PR #17786, opened 2026-07-15
[adr] Behavioral contract for the low-level WebDriver BiDi layer

titusfortner:
📄 The decision, rationale, considered options, and consequences are in the record file this PR adds;
read it there. Below are proposal notes and review logistics.

### 🔗 Related

- Replacement for #17701 which framed generation as the requirement instead of the behaviors
- Builds on internal-implementation premise from #17670
- The shared, binding-neutral schema referenced below was created in: #17700
- Python's generated adoption of this contract merged in #17761 and is referred to here as "Python next"
  since it isn't yet being used (the code currently in use is referred to as "Python now"). Java's adoption
  of this contract is in progress in #17777.

### 📝 Proposal notes

- **Automatic generation.** This ADR requires behaviors, not code generation. Generation matters because the
  shared schema makes some behavior cheap to derive, but the contract is still the behavior every binding
  exhibits, regardless of how it is implemented.
- **Scope.** This record stops at the serialization layer: turning typed calls into wire messages and wire
  messages back into typed objects. Transport behavior is out of scope and should be decided separately if
  needed.
- **How to read the comparison table below.** Each row is a point of compliance with a decision in this
  ADR, showing where each implementation currently stands. The summaries after the table
  differentiate the reasons for divergences (marked for replacement, minimizing maintenance costs, or
  intentional design choices).
- **Two ways to consider decisions from this ADR** (with table rows noted for reference as applicable)
  1. **Per-type precision support.** Generating from the CDDL dramatically reduces
  most of the cost versus handwriting: closed-type rejection (6a), null and type checks (7a/7b), typed value
  objects (1). The exception is per-type extensibility in static languages: carrying and retaining undeclared
  fields on extensible types (6b/9b) stays costly even generated, because preserving and re-serializing them
  requires a separate deserialization path (though the webdriverbidi-net project shows it is possible even
  when handwritten, despite the cost). Two valid alternatives to the ADR positions are:
      - Drop per-type behavior entirely for a simpler, lossy common standard (better supports handwritten
    implementations).
      - Drop only per-type extensibility (better supports static languages).
  2. **Browser/schema drift support.** The organizing rule is representability:
  tolerate what can be represented without inventing data; reject what would produce a false typed
  object (a corrupt value or an unknown closed-union variant, 7a/7b/7c). Of the two ways a browser drifts
  from the binding's schema, the ADR tolerates one and rejects the other: extra fields a newer browser adds
  are tolerated (9a/9b, forward compatibility), while a required field an older browser omits is rejected
  (8a) rather than fabricated or tracked as absent, since no static binding can hold an omitted required
  field consistently. A project schema override can relax a specific field when a remote end lags, degrading
  to a missing field rather than a failed session. The remaining way to tighten drift handling is:
     - Reject undeclared extras instead of accepting them (9a/9b), at the cost of forward compatibility
       (the layer breaks against a newer browser).

### 📊 Implementation comparison

**How each implementation (current, proposed, and external) stands on selected comparison points against the ADR**

The record states ten decisions across three sections (Representation, Outbound, Inbound). The table groups
its comparison points the same way: a row's number is the decision it tests, with letters marking multiple
points under one decision.

* ✅ compliant / ❌ diverges; known bugs are not counted as intentional divergence
* **Cost** — maintenance burden: 🔴 high / 🟡 med / 🟢 low; **→** compares handwritten cost with generated-from-schema cost (#17700)
* **Value** — ●●● high / ●●○ med / ●○○ low.

| Decision                                                      | Cost: Man→Gen | Value | [wdio](https://github.com/webdriverio/webdriverio) | [bidi-net](https://github.com/webdriverbidi-net/webdriverbidi-net) | .NET Trunk | Ruby Trunk | Python now | [Python next](https://github.com/SeleniumHQ/selenium/pull/17761) | Java Trunk | [Java PR](https://github.com/SeleniumHQ/selenium/pull/17777) |
|---------------------------------------------------------------|:-------------:|:--:|:--:|:--:|:--:|:--:|:--:|:--:|:--:|:--:|
| **Generated**                                                 |               | | yes | no | no | yes | yes | yes | no | yes |
| 1 · typed value objects                                       |   🟡① → 🟢   | ●●● | ❌ | ✅ | ✅ | ✅ | ❌ | ✅ | ❌ | ✅ |
| 2 · surface names mirror spec                                 |      🟢       | ●●● | ✅ | ✅ | ✅ | ✅ | ✅ | ✅ | ✅ | ✅ |
| 3 · preserve numeric range and precision                      |      🟢       | ●●○ | ✅ | ✅ | ❌③ | ✅ | ✅ | ✅ | ❌③ | ✅ |
| 5a · reject an undefined enum value                           |      🟢       | ●●○ | ✅ | ✅ | ❌ | ✅ | ❌ | ✅ | ✅ | ✅ |
| 5b · nullable constant: literal or null only                  |      🟢       | ●○○ | ✅ | ✅ | ❌ | ✅ | ✅ | ✅ | ✅ | ✅ |
| 5c · required-field presence                                  |      🟢       | ●●● | ✅ | ✅ | ✅ | ✅ | ✅ | ✅ | ❌ | ✅ |
| 6a · closed type rejects extras                               |    🔴 → 🟢    | ●●○ | ✅ | ✅ | ❌ | ✅ | ✅ | ✅ | ❌ | ✅ |
| 6b · extensible types carry vendor extras to the wire         |   🔴② → 🟡   | ●●● | ✅ | ✅ | ❌ | ✅ | ✅ | ✅ | ✅ | ❌ |
| 7a · reject a null in a non-nullable field                    |    🔴 → 🟢    | ●●● | ❌ | ✅ | ❌ | ✅ | ❌ | ✅ | ❌ | ✅ |
| 7b · reject a malformed value                                 |   🔴① → 🟢   | ●●● | ❌ | ✅ | ✅ | ✅ | ❌ | ✅ | ❌ | ❌④ |
| 7c · reject an unresolvable closed-union variant              |    🔴 → 🟢    | ●●● | ❌ | ✅ | ✅ | ✅ | ❌⑤ | ✅ | ✅ | ✅ |
| 8a · reject a missing required field                          |      🟢       | ●●● | ❌ | ✅ | ❌⑥ | ✅ | ❌⑥ | ✅ | ✅ | ✅ |
| 9a · accept an undeclared field                               |      🟢       | ●●○ | ✅ | ✅ | ✅ | ✅ | ✅ | ✅ | ✅ | ✅ |
| 9b · retain an inbound extra on an extensible type            |   🔴② → 🟡   | ●●● | ✅ | ✅ | ❌ | ✅ | ❌ | ✅ | ❌ | ❌ |
| 9c · non-extensible types drop extras                         |    🔴 → 🟢    | ●○○ | ❌ | ✅⑦ | ❌ | ✅ | ✅⑦ | ✅ | ✅⑦ | ✅⑦ |
| 10 · preserve received values faithfully                      |      🟢       | ●●○ | ✅ | ✅ | ✅ | ✅ | ✅ | ✅ | ✅ | ✅ |

**Per-implementation through-lines**

- **wdio** — Generated objects, but no generated serialization layer: outbound is validated at compile
  time, while inbound is whatever falls out of casting the payload onto the object, with no runtime checks,
  so 7a/7b/7c and 8a are all ❌ (nothing rejects a malformed or missing value).
- **bidi-net** — Handwritten and strict by default, it deliberately pays the cost for per-type behavior:
  closed types reject extras, extensible types carry vendor extras, and both malformed and missing inbound
  values error. It is now fully aligned with the inbound decisions; the manual, temporary relaxations it
  ships when a browser lags a required field are exactly the project schema overrides this ADR sanctions.
- **.NET trunk** — Handwritten with broad shared mechanisms: its only extension point is a single
  bag on the top-level payload (command params, result, event args), not on the nested types, so a per-type
  extra has nowhere to attach, and missing fields get defaults instead of being tracked as absent. Those
  choices avoid expensive per-type work, but they are lossy, which is why it diverges on things
  that are costly by hand and cheap to generate.
- **Ruby trunk** — The prototype, kept current with this draft (missing-required rejection landed in #17936,
  the inbound scalar-arm check in #17947).
- **Python now** — The generated layer currently shipping, not built from the shared schema; it predates
  this contract and diverges on most inbound checks, and is superseded by Python next.
- **Python next** — Generated from the shared schema (#17761) and now aligned with the record on every
  point; #17942 replaced the tolerated-absence path with rejecting a missing required field.
- **Java trunk** — Handwritten, being updated by the referenced PR.
- **Java PR** — Generated adoption, in progress, with several known gaps: inbound values aren't held to
  their declared type (7b — a string or fractional number, or an off-case enum, is coerced instead of
  rejected), per-type extras aren't carried or retained (6b/9b), nested types don't warn on an undeclared
  field (9c), and scalar-arm unions aren't generated from the schema's `scalarValues` signal (`input.Origin`).

**Notes**

① Cheaper for **static** implementations: the type system gives it with little extra code, even
un-generated.

② Cheaper for **dynamic** implementations: a plain runtime value does the job, with no static wrapper or
typed map.

③ Narrows a small, bounded `js-uint` field (a status code, a line or column number) to a 32-bit `int`; the
genuinely wide fields (byte sizes, counts) stay `long`, so the miss is limited to these small slots.

④ Selenium's shared `NumberCoercer` is too lenient to enforce this (it truncates fractional integers and
accepts float- or string-encoded numbers); the BiDi layer likely needs a stricter, BiDi-scoped coercer.

⑤ Performs no runtime union dispatch, so an undeclared closed-union variant is not rejected.

⑥ Fills a missing required field with a default (`0`/`null`/`false`) a caller can't distinguish from a real
value, so downstream code acts on fabricated data with no signal the field never arrived.

⑦ Compliant, but does not log the warning the ADR requires here.

### 🗣 Discussion

- [2026-08-06](https://www.selenium.dev/meetings/2026/tlc-08-06/) — compared the ADR point by point with the webdriverbidi-net implementation; the two agreed on desired behavior except on tolerating a missing required inbound field, and pujagani took an action to check whether it was feasible in Java.
- [2026-08-13](https://www.selenium.dev/meetings/2026/tlc-08-13/) — pujagani reported that allowing a missing required field would be challenging to implement properly in Java, so the point was dropped, resolving the divergence and leaving titusfortner, pujagani, and jimevans in agreement.
- [2026-09-03](https://www.selenium.dev/meetings/2026/tlc-09-03/) — clarified that validation is done against a generated schema (published specs plus supported vendor extensions), where issues like a missing required field can be managed with temporary overrides during generation; AutomatedTester questioned the growing number of CDDL files and checking the schema into the repo, and was satisfied by the versioning rationale.

### 📌 Tracking

### DIFF
--- a/docs/decisions/17786-bidi-low-level-behavioral-contract.md
+++ b/docs/decisions/17786-bidi-low-level-behavioral-contract.md
@@ -121,14 +121,12 @@ unrecognized error code included, even if that reason would otherwise fail one o
   still layer one on top. This covers only a carrier for a discriminator the spec does not declare; a shared
   carrier for a declared variant a binding has not modeled distinctly is the decision-1 representation
   choice, not this behavior.
-- **Tolerate a missing required field inbound** (decision 8). Represent an absent required field as
-  *omitted* and warn, rather than erroring, so a remote end lagging a newly-required field does not cost the
-  caller the message. Rejected: a static, generated binding cannot hold a required field as *omitted*
-  without typing it away from its declared shape (a required-nullable field then needs an extra
-  omitted-vs-null state), and no clean option exists for this in Java, so the tolerance is not implementable
-  consistently across bindings. Erroring keeps required-ness symmetric and matches every binding, including
-  the webdriverbidi-net reference; a lagging field is handled by a project schema override, not by runtime
-  tolerance.
+- **Tolerate a missing required field inbound** (decision 8). Represent it as *omitted* and warn instead of
+  erroring, so a lagging remote end does not cost the caller the message. Rejected: an absent required field
+  is then null at runtime, corrupting the typed contract in every statically-typed binding — held null under
+  a non-null type, or widened to nullable so every consumer must check a field the spec guarantees. Only
+  untyped dynamic bindings tolerate freely. Erroring keeps the guarantee and one behavior across bindings; a
+  lagging field is relaxed in the schema (a project override) instead.
 - **Surface message-level extras in this layer** (decision 9) rather than leaving them to the transport.
   Rejected: the envelope is the transport's; this layer governs per-type extensibility only.
 - **Retain extras only where they can be sent back** (decision 9), narrower than every extensible type.
@@ -144,9 +142,7 @@ unrecognized error code included, even if that reason would otherwise fail one o
 - Outbound validity differs in cost by binding: a static binding gets it from construction, while a
   dynamic binding must enforce it with an explicit runtime check. The contract requires the behavior from
   both; where a dynamic binding does not yet check, that is a gap to close, not an exemption.
-- Required-ness is symmetric: a required field must be present and valid in both directions (decisions 5
-  and 8). A static binding enforces it on the type itself, typing each field by its declared shape with no
-  omitted-vs-null representation, which is what makes the contract implementable in a generated static
-  binding like Java. The cost is backward compatibility: a remote end that omits a newly-required field
-  errors the whole message; relaxing that field with a project override degrades it to a missing field
-  rather than a failed session.
+- Required-ness is symmetric (decisions 5 and 8): a required field is validated, not represented as absent,
+  so it is never null at runtime and no binding widens it to nullable. The cost is backward compatibility —
+  a remote end omitting a newly-required field errors the whole message until that field is relaxed in the
+  schema (a project override), a reactive fix (notice, override, ship) during which the message fails.


docs/decisions/17786-bidi-low-level-behavioral-contract.md
```diff
@@ -0,0 +1,190 @@
...
+### Inbound (receiving and parsing)
+
+5. **Variants and vocabulary are resolved by the spec's declared rule.** *(Compliance.)* A union resolves
+   to a variant by its declared rule (discriminator value, presence of required keys, or declared
+   default), never a re-derived structural guess, so a valid payload always resolves to the same variant;
+   resolving it wrong is a parsing bug. Raising on an *unrecognized* enum token or union variant is the
+   strict default (a Decision, item 9), not part of this compliance floor; for a union whose arms are
+   all objects, a non-object payload has no variant to select and raises.
+
+6. **Inbound fields are validated strictly against the resolved type.** *(Decision.)* Once item 5 has
```
nvborisenko: This may lead to bad situation. Let's image one required (non-nullable) field is added into the spec. Selenium added it accordingly. Users will get serialization error because this field is missing in payload... because... some vendor still didn't implement it.
IMHO serialization process should be relaxed.
Real example: https://github.com/w3c/webdriver-bidi/pull/1117

titusfortner: So you know, this comment resulted in my spending the past 5 days overhauling the ADR. Not sure it was worth that much time investment, but I'm much happier with it now. The TL/DR is that I now think inbound should be strictly validated *except for missing required parameters.*

titusfortner:
I just pushed a substantial rewrite of both the ADR and updated the PR description to match it.

The main behavioral change is inbound required-field absence: the proposal now leaves a missing required inbound field omitted and warns, rather than rejecting the whole message by default. That will likely end up being the main policy question for review: should Selenium tolerate that incorrectness in order to be more flexible to browser/schema drift.

The ADR is now framed around representability: outbound stays strict because Selenium controls what it sends; inbound tolerates only departures that can be represented without inventing data; corrupt present values and unknown closed-vocabulary members still error.

The implementation comparison in the PR body is there to show which current differences are implementation cost/adoption gaps and which ones are real policy choices.

docs/decisions/17786-bidi-low-level-behavioral-contract.md
```diff
@@ -0,0 +1,207 @@
...
+   and failed field checks (item 6) raise; a strict contract is cheaper to loosen than a lenient one is
+   to tighten. A specific field may be relaxed where a real remote end sends it off-spec, and any such
+   relaxation is bounded:
+   - **Only absence is relaxable** (item 6): never corruption, and never a field item 5 dispatches on.
+   - **It removes a check; it never exposes a type, variant, or enum value the spec does not define.**
+     Inventing one to absorb a malformed payload models a browser's bug as protocol, and it outlives
+     the bug.
+   - **The tolerated absence is still reported**, never silently absorbed. A binding *may* additionally
+     let a caller admit an uncatalogued absence at runtime, so a user is not blocked until the next
+     release; that is a per-binding convenience, not required here, and it too reports.
```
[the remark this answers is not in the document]
titusfortner: I've clarified this to the extent I think it's necessary

docs/decisions/17786-bidi-low-level-behavioral-contract.md
```diff
@@ -0,0 +1,137 @@
...
+2. **Outbound, a caller's own missing or extra field is rejected.** For any command defined in the spec, a
+   missing required field, or an unknown property on a non-extensible type, is a local error rather than a
+   remote round-trip — strict, because the payload is the caller's to get right.
+
+3. **Inbound, those same two are tolerated.** Process error responses first: a remote error surfaces as an
+   error even if its payload fails validation — an unrecognized error code included — and the checks here
+   must not turn it into a local serialization failure; the error's contents are otherwise out of scope.
+   Otherwise these rules govern every typed payload the layer parses — a command's result and a
+   server-initiated event's parameters alike, with response correlation and event routing out of scope:
+   - **A missing required field warns, and is left *omitted*** — not an explicit *null*, and not a generic
```
nvborisenko: There are shared types which are involved in both inbound and outbound messages. [network.header](https://w3c.github.io/webdriver-bidi/#cddl-type-networkheader) is good example.

nvborisenko: Resolving it from implementation perspective... if we really differentiate rules for inbound/outbound then apply it  at caller side:

Outbound:
```
DoSomething(arg)
{
  // validate arg
}
```

titusfortner:
Reorganized and clarified since the last push — the four-decision record (D1–D4) is now three sections (Representation, Outbound, Inbound) with ten numbered decisions, so a fresh read top to bottom helps. Substantive changes:

* Numeric: BiDi integers are bounded to the JS safe-integer range (±(2^53−1)), so a 64-bit int or a double is exact; dropped the "int64/bigint, never a double" framing.
* Extensibility: stated in decision 1, including that a declared key never appears in the extras map — closes a value-shadowing footgun found implementing Ruby.
* Unions/`RemoteValue`: "unresolvable" now means a discriminator the spec doesn't declare; structurally-identical variants may share one type, so a shared carrier is conformant and only a genuinely unknown/newer type is rejected.
* Fidelity: it's fidelity of the value, not its byte-form — native types are fine as long as nothing is lost.
* Type validity: decision 4 now reads as a shared definition that decisions 5 (outbound) and 7 (inbound) enforce, not a behavior of its own — so it has no standalone compliance point.

docs/decisions/17786-bidi-low-level-behavioral-contract.md
nvborisenko: And inbound:

```
DoSomething(arg)
{
  // validate arg
  var result = DelegateToWire(arg...);
  // validate result (inbound)
}
```

The idea is simple: don't include validation into DTO types, caller should be aware of correctness of representation layer. Leave DTO as is.

titusfortner: The ADR added the proposal not to error for missing required fields after your previous comment. This doesn't mean there can't be additional validation in DTO types, though (some of which static languages get for free). 

If we decide to forego the added flexibility and align completely with the webdriverbidi-net implementation by more correctly erroring on missing required fields, then almost everything can be validated on the DTO type for static languages. 

Most importantly, if the validations aren't being done by the DTO type, they must be done by the  serialization implementation at the boundary.

docs/decisions/17786-bidi-low-level-behavioral-contract.md
```diff
@@ -0,0 +1,157 @@
...
+6. **Send an extra field only on an extensible type.** An extensible type carries it in the map (decision 1)
+   and serializes it; a non-extensible type has no such map, so an extra field cannot be represented.
+
+### Inbound
+
+An inbound payload is the remote end's responsibility; the layer must tolerate what it can accurately
+represent and reject only what it cannot, providing flexibility for a remote end on a spec version newer or
+older than the one the binding validates against.
+
+7. **Reject an invalid value.** A value that is present but not a valid instance (decision 4)
```
nvborisenko, line 77: I remember a case where Chromium sent `float` instead of `integer`: https://github.com/SeleniumHQ/selenium/blob/076d428580b7b101c62722cef10be995ffd2e44c/dotnet/src/webdriver/BiDi/Json/Converters/DateTimeOffsetConverter.cs#L29

One more case to be relaxed?

nvborisenko: Honestly, I am providing real cases just to challenge. Is it show-stopper for end users?

I still believe we want to send/receive messages to/from remote end as is. At very higher level we might validate messages.

nvborisenko: I could understand that Jim's implementation is north star for you, but current Selenium.NET is the best, I can explain any line in bidi namespace.

docs/decisions/17786-bidi-low-level-behavioral-contract.md
```diff
@@ -0,0 +1,159 @@
...
+The transport layer (the connection that carries messages and matches responses to their commands) and
+the orchestration layer (session lifecycle, event subscription and routing, and the high-level API these
+feed) are out of scope, as is any ergonomic sugar over these types that a higher public layer adds.
+
+## Decision
+
+In this record, "the spec" is the declared schema the layer validates against, which includes all relevant
+published WebDriver BiDi specifications and any vendor-defined extensions. The spec fixes the layer's
+baseline: spec strings reach the wire verbatim, an *omitted* field stays distinct from an explicit `null`,
+and a union resolves by the rule the spec declares. What it leaves open,
```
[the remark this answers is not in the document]
titusfortner: true, but not worth the churn to clarify in the framing clause. It is correct in the decision.

docs/decisions/17786-bidi-low-level-behavioral-contract.md
titusfortner: A whole number sent as a float (5.0) is already accepted under decision 4. If the browser sends a fractional value, we don't want to change it to a different number just to fit our typed representation, that's the opposite of receiving it "as is".

docs/decisions/17786-bidi-low-level-behavioral-contract.md
```diff
@@ -0,0 +1,152 @@
...
+remote end on a newer spec version does not break the binding; it rejects a malformed value (decision 7) or
+a missing required field (decision 8), neither of which yields a valid typed object.
+
+7. **Reject an invalid value.** A value that is present but not a valid instance (decision 4)
+   cannot yield a valid object, so the layer must raise an error.
+8. **Reject a missing required field.** A required field absent from an inbound payload is an error: the
+   layer must raise rather than substitute a placeholder or represent the field as *omitted*.
+9. **Tolerate an undeclared field.** If the type is declared extensible, the layer must preserve the
+   field in the type's map (decision 1). If it is not, the layer must log a warning that an undeclared field
+   was received, and drop it.
```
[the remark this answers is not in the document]
titusfortner: it's just a logged warning.

docs/decisions/17786-bidi-low-level-behavioral-contract.md
titusfortner: And it turns out that strictly typed languages can't easily tolerate missing required parameters without inserting placeholder data, so the ADR is back to proposing it be validated, but to have a way to relax the requirements from the schema generation if necessary.

nvborisenko: Two types of parameters: reference and value.

1. Reference type: can be easily be fulfilled by `null`. Convinient for end users? I think yes, not bad. User gets "truly" response from remote end. Nice to NOT fail if user even don't access this "required" parameter.
2. Value type... integer/bool. If selenium fullfill it by default, then selenium lies! It is bad. But what if user even doesn't access it?.. Fail the entire train is also bad.

Our train is so complicated.. ff, chromium, safari. I am dreaming we will work with all.. how.. be relaxed.

docs/decisions/17786-bidi-low-level-behavioral-contract.md
nvborisenko: Browser is doing it.. it sends `123.321` while in spec it is `integer`.

titusfortner: Agreed a browser can send 123.321 for a field the spec types integer. The options are reject it (surfaces the mismatch), silently truncate to 123 (invents a value the browser didn't send — the opposite of "as is"), or keep 123.321 (then it isn't an integer, and the typed object breaks). We reject. If a field legitimately carries fractional values the spec should type it number; meanwhile a project override can relax that specific field rather than loosening the integer rule everywhere.

docs/decisions/17786-bidi-low-level-behavioral-contract.md
```diff
@@ -0,0 +1,152 @@
...
+10. **Preserve received values faithfully.** Fidelity is of the value, not its byte-form: a binding may hold
+    any value it parses, a declared field or a retained extra alike, in an ergonomic native type (a 64-bit
+    integer for a `js-int`, a date object for a date), provided it loses nothing and can reproduce what the
+    wire carried. It must not truncate, round, re-case, or otherwise normalize a value beyond
```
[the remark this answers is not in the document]
titusfortner: fidelity of the value, not the byte-form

Problem details: Repeat word for word the lines above that run from the line containing "⑤ Performs no" through the line containing "-- **Tolerate a", both ends included, and nothing else.

Task response:
⑤ Performs no runtime union dispatch, so an undeclared closed-union variant is not rejected.

⑥ Fills a missing required field with a default (`0`/`null`/`false`) a caller can't distinguish from a real
value, so downstream code acts on fabricated data with no signal the field never arrived.

⑦ Compliant, but does not log the warning the ADR requires here.

### 🗣 Discussion

- [2026-08-06](https://www.selenium.dev/meetings/2026/tlc-08-06/) — compared the ADR point by point with the webdriverbidi-net implementation; the two agreed on desired behavior except on tolerating a missing required inbound field, and pujagani took an action to check whether it was feasible in Java.
- [2026-08-13](https://www.selenium.dev/meetings/2026/tlc-08-13/) — pujagani reported that allowing a missing required field would be challenging to implement properly in Java, so the point was dropped, resolving the divergence and leaving titusfortner, pujagani, and jimevans in agreement.
- [2026-09-03](https://www.selenium.dev/meetings/2026/tlc-09-03/) — clarified that validation is done against a generated schema (published specs plus supported vendor extensions), where issues like a missing required field can be managed with temporary overrides during generation; AutomatedTester questioned the growing number of CDDL files and checking the schema into the repo, and was satisfied by the versioning rationale.

### 📌 Tracking

### DIFF
--- a/docs/decisions/17786-bidi-low-level-behavioral-contract.md
+++ b/docs/decisions/17786-bidi-low-level-behavioral-contract.md
@@ -121,14 +121,12 @@ unrecognized error code included, even if that reason would otherwise fail one o
   still layer one on top. This covers only a carrier for a discriminator the spec does not declare; a shared
   carrier for a declared variant a binding has not modeled distinctly is the decision-1 representation
   choice, not this behavior.
-- **Tolerate a missing required field inbound** (decision 8). Represent an absent required field as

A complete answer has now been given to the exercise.